[Data extracts — start]

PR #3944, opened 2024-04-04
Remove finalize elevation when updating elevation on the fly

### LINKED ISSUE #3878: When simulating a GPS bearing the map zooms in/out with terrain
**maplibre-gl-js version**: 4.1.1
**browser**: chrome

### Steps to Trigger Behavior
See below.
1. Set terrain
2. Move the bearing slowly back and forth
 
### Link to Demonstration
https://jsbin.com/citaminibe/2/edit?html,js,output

[Data extracts — finish]
[Data extracts — start]

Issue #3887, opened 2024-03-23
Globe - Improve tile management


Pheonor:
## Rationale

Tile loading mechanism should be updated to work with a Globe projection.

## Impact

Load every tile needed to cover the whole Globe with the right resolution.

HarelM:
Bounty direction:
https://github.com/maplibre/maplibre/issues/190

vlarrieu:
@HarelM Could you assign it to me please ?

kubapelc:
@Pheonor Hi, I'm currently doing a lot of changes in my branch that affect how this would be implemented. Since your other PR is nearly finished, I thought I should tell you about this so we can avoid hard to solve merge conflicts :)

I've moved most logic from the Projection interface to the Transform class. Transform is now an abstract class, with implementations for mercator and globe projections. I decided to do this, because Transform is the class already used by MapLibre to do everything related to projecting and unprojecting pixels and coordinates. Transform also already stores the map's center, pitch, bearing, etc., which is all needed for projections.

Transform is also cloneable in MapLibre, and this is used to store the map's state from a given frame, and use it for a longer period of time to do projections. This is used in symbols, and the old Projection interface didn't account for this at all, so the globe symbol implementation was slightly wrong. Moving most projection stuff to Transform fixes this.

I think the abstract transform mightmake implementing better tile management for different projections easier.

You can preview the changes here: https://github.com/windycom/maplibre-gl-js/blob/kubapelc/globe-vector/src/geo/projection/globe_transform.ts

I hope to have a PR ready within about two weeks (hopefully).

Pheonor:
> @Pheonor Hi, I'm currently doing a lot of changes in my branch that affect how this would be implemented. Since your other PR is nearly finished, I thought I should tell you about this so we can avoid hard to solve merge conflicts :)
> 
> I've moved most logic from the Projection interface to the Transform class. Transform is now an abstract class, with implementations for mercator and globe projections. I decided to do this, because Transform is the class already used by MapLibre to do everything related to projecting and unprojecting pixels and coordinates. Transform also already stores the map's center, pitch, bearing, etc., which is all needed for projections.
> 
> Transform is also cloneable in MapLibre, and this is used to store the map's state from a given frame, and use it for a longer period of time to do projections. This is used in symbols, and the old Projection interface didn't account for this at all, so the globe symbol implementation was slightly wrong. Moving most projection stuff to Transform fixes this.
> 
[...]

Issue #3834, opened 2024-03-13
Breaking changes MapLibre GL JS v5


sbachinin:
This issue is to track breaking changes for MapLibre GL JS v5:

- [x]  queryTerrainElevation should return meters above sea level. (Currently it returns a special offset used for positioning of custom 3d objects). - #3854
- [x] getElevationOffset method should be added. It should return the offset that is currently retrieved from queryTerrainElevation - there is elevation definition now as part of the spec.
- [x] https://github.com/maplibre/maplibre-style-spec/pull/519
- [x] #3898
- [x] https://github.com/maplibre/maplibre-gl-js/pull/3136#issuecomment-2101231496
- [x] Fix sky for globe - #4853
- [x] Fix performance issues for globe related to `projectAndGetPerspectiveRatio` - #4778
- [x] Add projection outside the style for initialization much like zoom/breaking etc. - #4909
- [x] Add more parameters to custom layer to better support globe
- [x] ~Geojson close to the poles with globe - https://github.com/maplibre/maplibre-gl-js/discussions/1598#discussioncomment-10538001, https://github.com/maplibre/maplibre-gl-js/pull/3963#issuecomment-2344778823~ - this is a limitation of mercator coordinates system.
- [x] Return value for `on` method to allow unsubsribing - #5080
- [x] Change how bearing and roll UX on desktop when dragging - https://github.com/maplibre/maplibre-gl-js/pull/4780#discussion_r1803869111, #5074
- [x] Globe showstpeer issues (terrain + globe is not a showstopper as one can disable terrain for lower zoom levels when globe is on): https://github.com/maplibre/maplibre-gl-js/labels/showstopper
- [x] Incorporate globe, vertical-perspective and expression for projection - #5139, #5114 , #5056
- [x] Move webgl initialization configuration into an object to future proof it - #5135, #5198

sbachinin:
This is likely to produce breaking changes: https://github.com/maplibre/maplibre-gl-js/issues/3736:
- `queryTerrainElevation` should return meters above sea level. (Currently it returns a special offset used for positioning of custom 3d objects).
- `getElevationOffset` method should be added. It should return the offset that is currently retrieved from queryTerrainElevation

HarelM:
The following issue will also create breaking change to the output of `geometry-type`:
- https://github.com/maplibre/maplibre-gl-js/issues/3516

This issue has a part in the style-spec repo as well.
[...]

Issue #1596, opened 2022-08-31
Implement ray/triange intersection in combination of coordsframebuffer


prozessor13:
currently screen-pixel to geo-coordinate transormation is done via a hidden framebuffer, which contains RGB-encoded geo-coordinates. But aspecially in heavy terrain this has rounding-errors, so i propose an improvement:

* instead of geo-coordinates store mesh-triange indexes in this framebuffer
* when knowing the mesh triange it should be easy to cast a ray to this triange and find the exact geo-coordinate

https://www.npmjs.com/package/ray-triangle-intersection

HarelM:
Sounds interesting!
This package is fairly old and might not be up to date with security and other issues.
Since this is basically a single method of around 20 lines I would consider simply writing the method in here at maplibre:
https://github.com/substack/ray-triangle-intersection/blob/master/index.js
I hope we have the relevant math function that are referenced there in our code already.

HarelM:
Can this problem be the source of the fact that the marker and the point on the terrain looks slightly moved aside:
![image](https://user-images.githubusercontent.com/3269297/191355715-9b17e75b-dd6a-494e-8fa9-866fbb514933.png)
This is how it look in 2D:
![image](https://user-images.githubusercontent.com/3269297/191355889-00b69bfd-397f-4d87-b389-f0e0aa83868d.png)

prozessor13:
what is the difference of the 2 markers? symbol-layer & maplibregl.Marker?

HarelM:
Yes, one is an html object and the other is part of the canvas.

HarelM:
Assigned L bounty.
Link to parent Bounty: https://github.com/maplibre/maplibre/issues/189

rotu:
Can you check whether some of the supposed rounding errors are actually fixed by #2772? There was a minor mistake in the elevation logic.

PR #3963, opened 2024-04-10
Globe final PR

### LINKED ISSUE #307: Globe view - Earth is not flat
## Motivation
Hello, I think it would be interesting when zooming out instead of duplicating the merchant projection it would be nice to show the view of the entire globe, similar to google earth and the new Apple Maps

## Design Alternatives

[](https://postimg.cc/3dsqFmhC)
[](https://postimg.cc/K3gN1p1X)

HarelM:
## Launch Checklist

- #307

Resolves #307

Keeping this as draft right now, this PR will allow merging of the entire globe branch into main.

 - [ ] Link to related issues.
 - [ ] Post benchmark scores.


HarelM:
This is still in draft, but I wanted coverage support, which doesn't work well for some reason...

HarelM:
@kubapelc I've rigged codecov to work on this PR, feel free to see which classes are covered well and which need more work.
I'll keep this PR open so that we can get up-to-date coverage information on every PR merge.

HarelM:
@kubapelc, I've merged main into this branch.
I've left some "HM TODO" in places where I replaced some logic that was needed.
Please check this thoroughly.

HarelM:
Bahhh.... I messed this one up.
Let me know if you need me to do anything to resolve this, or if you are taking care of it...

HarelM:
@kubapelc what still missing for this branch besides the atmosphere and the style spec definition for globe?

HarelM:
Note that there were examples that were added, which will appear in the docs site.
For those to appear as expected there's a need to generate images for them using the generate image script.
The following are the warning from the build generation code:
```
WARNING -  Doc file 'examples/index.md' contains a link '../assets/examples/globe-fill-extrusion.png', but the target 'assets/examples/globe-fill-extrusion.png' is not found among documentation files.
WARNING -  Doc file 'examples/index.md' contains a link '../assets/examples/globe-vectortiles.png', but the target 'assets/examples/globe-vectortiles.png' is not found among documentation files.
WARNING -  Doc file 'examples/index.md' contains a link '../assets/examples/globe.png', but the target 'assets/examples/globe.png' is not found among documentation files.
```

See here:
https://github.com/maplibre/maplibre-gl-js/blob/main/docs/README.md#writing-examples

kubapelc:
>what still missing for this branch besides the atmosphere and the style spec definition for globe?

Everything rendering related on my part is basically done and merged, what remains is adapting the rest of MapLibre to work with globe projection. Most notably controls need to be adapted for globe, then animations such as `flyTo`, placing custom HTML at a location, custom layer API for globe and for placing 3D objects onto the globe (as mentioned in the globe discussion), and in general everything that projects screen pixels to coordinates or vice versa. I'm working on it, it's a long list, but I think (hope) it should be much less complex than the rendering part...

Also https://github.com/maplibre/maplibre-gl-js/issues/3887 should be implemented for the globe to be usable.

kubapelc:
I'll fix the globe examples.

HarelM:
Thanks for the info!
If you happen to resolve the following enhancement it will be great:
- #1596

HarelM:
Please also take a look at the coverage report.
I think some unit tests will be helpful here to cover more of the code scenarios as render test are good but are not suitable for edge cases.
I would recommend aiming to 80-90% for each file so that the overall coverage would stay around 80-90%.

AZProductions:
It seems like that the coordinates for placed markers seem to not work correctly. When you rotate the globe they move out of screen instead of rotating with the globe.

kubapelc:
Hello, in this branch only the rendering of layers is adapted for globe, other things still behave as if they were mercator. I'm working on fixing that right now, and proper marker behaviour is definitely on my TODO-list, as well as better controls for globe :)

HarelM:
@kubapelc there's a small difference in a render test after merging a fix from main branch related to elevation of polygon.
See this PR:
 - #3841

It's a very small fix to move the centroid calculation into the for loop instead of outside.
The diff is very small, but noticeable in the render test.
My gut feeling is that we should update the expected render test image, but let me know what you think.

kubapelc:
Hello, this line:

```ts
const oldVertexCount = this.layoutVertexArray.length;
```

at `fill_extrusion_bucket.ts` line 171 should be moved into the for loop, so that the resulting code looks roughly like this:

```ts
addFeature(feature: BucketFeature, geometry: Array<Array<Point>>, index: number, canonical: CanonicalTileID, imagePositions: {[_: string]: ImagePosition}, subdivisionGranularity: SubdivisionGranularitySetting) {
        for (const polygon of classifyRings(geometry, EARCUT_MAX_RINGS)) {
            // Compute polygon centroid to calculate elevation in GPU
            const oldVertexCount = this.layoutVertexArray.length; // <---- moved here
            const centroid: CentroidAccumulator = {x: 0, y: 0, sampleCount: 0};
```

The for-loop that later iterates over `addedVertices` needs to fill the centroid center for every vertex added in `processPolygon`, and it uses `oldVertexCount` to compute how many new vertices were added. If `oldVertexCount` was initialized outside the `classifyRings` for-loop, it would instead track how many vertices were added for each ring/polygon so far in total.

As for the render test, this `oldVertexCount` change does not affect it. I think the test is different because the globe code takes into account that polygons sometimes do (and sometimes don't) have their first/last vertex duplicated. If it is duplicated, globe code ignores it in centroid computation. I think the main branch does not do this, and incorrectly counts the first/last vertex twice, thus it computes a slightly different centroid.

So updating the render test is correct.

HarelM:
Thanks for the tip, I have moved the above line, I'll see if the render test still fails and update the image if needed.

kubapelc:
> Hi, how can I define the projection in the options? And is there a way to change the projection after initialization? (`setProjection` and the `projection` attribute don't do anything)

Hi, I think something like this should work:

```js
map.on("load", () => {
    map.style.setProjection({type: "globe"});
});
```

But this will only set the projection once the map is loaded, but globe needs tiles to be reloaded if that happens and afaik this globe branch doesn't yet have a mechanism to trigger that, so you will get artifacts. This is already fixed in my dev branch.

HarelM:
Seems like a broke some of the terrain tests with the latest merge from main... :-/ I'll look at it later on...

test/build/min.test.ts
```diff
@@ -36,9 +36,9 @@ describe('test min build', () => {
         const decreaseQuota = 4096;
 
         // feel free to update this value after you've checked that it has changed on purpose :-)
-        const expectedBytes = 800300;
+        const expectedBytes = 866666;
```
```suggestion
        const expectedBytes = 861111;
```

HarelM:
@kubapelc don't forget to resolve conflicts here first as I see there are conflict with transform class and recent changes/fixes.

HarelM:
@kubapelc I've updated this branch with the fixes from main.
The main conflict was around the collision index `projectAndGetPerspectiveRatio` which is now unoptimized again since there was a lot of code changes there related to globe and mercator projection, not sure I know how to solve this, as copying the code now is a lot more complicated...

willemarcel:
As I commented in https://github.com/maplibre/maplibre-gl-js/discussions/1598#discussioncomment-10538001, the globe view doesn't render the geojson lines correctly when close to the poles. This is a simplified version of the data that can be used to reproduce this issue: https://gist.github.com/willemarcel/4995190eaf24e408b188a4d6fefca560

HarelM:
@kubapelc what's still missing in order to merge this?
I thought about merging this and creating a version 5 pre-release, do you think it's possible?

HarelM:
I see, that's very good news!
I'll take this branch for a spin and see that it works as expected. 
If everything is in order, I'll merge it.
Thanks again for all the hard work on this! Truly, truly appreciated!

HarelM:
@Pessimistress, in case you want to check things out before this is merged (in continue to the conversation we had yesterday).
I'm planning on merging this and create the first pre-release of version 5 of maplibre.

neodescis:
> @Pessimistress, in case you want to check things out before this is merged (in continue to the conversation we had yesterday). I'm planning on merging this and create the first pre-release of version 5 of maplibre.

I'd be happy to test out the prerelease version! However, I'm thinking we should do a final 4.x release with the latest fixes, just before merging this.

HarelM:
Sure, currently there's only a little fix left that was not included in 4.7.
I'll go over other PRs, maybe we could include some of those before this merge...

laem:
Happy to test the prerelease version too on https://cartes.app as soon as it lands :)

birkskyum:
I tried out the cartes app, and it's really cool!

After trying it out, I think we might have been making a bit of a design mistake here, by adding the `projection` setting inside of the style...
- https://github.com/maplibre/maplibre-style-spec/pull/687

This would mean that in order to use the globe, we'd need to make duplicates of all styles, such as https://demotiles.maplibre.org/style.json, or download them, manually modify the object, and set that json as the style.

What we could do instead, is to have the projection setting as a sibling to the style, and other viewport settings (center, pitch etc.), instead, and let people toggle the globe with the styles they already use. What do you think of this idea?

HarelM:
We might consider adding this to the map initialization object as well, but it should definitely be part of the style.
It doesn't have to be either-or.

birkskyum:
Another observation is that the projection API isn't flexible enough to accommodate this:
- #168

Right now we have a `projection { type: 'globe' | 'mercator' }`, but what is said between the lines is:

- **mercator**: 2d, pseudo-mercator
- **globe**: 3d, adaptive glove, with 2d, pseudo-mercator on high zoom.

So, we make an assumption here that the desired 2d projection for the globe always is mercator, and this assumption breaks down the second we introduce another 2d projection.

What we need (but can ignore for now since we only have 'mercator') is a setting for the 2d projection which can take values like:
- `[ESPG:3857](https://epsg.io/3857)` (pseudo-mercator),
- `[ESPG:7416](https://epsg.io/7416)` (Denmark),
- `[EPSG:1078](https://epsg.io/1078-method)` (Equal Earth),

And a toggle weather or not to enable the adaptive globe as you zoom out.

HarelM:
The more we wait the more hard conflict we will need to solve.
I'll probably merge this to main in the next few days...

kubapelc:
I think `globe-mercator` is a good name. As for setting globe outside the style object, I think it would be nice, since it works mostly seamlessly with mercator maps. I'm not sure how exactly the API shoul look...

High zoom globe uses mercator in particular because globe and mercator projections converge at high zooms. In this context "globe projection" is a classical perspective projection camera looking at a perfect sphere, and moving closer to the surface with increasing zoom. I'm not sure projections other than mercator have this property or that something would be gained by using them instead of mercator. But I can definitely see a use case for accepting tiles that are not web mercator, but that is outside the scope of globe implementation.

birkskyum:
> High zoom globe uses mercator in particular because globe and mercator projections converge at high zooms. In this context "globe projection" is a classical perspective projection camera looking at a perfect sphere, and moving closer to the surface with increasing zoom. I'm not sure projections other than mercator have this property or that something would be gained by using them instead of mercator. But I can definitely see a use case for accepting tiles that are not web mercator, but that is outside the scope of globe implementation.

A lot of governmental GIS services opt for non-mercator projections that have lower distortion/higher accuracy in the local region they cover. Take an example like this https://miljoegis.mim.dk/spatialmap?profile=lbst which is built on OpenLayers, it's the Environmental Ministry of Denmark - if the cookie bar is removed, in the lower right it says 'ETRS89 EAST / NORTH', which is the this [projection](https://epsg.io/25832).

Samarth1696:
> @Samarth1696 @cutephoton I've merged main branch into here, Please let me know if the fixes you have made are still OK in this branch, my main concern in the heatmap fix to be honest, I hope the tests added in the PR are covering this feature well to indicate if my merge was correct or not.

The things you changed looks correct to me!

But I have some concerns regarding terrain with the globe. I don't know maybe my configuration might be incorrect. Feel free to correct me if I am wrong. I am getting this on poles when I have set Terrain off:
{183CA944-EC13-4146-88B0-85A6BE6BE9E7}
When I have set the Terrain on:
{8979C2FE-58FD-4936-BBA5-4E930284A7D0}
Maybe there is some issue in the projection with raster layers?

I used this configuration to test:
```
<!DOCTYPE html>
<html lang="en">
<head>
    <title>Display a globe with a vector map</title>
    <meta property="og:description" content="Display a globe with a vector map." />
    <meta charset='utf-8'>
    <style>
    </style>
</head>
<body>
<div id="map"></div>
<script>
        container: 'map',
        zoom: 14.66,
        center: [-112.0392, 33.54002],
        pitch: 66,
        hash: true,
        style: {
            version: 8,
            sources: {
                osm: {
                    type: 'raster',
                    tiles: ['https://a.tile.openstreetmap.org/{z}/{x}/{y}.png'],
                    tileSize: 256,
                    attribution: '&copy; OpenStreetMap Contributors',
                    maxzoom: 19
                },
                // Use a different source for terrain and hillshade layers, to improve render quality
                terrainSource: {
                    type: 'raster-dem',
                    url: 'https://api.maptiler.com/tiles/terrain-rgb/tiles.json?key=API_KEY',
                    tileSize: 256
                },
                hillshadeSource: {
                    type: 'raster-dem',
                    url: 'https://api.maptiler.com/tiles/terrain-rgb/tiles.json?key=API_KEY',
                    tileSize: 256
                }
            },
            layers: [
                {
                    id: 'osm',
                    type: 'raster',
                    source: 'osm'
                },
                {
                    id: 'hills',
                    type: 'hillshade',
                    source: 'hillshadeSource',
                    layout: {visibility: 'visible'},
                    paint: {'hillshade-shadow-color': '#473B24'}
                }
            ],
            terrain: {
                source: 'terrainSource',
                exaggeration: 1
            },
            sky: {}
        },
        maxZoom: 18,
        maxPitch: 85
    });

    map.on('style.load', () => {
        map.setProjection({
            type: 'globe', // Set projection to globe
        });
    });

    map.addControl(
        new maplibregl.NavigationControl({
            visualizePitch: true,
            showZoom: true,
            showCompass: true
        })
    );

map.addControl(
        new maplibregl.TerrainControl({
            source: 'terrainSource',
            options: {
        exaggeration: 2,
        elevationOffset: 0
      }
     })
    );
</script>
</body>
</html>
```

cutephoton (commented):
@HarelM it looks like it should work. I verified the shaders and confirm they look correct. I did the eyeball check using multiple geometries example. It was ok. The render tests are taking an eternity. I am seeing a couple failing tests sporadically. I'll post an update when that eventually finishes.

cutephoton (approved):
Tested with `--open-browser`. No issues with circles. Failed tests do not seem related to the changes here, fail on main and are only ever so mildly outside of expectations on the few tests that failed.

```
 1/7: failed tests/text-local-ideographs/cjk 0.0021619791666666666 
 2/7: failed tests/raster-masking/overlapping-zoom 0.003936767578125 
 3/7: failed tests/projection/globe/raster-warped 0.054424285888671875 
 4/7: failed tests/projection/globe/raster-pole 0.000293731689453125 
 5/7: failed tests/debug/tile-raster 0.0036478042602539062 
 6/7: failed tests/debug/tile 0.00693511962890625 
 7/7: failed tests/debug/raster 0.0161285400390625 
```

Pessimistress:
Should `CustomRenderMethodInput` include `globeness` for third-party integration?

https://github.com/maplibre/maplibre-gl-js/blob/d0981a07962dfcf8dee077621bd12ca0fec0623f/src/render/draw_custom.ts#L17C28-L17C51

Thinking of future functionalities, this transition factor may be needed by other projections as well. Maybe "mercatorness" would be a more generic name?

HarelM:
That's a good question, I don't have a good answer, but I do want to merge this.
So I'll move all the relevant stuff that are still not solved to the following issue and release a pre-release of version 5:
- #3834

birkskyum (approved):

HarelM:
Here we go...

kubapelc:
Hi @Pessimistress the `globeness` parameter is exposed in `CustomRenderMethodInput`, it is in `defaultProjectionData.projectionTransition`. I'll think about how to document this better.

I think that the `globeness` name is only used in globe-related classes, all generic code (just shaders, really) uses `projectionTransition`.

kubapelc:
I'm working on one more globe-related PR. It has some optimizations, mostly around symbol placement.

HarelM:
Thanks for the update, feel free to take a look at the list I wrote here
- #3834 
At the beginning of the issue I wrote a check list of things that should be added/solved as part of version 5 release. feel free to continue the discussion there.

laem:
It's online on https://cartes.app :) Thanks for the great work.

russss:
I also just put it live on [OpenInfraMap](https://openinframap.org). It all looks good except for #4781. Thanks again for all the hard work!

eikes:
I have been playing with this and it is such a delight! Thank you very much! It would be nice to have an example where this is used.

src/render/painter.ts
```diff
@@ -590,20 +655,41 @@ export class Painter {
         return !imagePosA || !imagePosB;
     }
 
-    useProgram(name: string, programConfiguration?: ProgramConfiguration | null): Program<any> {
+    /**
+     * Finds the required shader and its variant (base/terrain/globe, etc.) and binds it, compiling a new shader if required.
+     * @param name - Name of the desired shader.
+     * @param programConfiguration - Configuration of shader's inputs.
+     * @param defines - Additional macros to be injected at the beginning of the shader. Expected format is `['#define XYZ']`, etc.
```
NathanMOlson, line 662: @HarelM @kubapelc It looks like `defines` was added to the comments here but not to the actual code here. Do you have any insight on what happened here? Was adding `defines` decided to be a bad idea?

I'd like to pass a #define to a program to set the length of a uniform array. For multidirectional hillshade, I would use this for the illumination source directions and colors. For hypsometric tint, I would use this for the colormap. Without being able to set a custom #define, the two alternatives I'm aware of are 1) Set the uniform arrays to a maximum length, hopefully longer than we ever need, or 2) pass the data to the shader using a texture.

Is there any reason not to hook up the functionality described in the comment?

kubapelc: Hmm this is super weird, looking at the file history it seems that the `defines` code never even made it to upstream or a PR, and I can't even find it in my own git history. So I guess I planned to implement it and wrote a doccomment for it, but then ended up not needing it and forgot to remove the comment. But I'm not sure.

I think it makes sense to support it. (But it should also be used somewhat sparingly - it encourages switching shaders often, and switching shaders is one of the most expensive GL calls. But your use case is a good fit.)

[Data extracts — finish]

__Required action__.
Proceeding from the line containing "PR #3944, opened 2024-04-04" through the line containing "https://jsbin.com/citaminibe/2/edit?html,js,output", transcribe the lines above exactly, both end lines included.

__Finished exercise__.
PR #3944, opened 2024-04-04
Remove finalize elevation when updating elevation on the fly

### LINKED ISSUE #3878: When simulating a GPS bearing the map zooms in/out with terrain
**maplibre-gl-js version**: 4.1.1
**browser**: chrome

### Steps to Trigger Behavior
See below.
1. Set terrain
2. Move the bearing slowly back and forth
 
### Link to Demonstration
https://jsbin.com/citaminibe/2/edit?html,js,output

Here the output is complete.